TRY IT:
When you reach the line containing "PR #3186, opened 2021-11-17" in the entries below, start writing out each line exactly, and stop after the line containing "http://jira.cubrid.org/browse/LETS-283".

INFORMATION GIVEN:
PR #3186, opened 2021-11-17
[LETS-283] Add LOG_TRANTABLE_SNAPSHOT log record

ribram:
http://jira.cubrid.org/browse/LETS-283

---

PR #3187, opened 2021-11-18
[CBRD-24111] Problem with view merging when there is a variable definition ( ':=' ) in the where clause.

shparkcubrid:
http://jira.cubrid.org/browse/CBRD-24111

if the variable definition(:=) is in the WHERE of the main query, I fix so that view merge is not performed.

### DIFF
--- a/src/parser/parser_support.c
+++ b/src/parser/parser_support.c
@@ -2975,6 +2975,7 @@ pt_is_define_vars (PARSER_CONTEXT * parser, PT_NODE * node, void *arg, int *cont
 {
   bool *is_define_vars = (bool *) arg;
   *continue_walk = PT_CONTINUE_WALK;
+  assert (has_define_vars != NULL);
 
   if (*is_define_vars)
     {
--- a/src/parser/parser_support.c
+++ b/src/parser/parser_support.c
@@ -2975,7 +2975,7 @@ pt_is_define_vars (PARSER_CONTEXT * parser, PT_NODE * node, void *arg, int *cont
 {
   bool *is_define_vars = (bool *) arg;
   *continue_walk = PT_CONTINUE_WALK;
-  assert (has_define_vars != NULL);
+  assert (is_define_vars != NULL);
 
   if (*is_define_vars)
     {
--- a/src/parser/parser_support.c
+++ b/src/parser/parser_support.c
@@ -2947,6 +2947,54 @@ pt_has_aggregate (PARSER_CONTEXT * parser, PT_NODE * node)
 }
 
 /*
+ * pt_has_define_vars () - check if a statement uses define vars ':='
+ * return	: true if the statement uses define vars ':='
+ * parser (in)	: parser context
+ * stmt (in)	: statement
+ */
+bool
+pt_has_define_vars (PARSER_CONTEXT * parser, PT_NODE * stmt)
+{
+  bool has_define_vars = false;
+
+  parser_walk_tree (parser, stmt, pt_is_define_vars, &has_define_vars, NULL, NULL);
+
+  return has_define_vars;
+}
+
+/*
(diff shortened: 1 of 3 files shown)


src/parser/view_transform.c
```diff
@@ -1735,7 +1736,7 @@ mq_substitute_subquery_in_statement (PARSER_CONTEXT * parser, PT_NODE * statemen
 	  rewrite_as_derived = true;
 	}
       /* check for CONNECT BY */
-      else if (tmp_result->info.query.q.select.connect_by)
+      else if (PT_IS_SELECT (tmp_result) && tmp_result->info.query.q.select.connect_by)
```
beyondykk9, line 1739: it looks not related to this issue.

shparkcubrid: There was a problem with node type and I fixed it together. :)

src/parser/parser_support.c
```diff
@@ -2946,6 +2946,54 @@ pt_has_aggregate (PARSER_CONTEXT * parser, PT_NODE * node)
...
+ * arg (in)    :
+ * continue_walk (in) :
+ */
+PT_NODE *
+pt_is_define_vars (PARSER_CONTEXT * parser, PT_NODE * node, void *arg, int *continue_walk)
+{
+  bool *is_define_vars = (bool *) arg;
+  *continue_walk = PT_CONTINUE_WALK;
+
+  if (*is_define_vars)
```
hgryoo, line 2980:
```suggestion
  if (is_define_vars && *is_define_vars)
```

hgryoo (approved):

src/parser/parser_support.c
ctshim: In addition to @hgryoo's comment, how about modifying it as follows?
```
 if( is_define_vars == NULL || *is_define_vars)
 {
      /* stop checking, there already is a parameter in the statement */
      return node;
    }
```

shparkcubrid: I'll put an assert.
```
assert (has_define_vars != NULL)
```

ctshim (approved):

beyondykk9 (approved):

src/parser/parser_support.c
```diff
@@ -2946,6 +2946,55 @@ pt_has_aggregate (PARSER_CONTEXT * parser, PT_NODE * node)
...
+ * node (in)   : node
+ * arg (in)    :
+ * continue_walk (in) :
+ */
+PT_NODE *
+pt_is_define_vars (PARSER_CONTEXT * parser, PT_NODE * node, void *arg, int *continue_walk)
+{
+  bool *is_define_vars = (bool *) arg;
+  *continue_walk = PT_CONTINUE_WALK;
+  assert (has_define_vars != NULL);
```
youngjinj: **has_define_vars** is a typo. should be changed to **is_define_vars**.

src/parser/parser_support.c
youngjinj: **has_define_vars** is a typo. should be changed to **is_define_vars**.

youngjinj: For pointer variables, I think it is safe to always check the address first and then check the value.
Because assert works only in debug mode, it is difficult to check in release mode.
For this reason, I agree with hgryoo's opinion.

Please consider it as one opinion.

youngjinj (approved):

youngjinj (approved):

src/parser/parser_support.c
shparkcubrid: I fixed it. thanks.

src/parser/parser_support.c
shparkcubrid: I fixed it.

* * *

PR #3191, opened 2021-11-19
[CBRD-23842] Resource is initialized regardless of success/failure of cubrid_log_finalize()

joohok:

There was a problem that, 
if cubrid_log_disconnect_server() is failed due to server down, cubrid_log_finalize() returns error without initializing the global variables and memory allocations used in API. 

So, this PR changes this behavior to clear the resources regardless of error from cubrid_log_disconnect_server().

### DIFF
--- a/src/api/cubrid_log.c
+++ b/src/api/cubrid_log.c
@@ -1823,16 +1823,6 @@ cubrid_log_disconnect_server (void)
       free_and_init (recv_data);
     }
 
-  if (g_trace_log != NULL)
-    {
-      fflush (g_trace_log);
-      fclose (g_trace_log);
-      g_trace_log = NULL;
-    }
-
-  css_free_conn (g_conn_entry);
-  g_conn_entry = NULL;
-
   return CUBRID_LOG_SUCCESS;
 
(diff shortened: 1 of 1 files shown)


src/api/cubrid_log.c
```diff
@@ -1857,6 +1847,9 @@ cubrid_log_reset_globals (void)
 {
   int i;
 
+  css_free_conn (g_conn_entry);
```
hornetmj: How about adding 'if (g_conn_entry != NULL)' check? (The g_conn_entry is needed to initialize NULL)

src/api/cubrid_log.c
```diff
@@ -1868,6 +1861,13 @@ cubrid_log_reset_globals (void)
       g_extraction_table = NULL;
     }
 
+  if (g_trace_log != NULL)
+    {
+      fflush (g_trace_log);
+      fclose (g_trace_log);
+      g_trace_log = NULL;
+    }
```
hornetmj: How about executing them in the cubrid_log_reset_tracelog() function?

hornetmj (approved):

REPLY TO THE EXERCISE:
PR #3186, opened 2021-11-17
[LETS-283] Add LOG_TRANTABLE_SNAPSHOT log record

ribram:
http://jira.cubrid.org/browse/LETS-283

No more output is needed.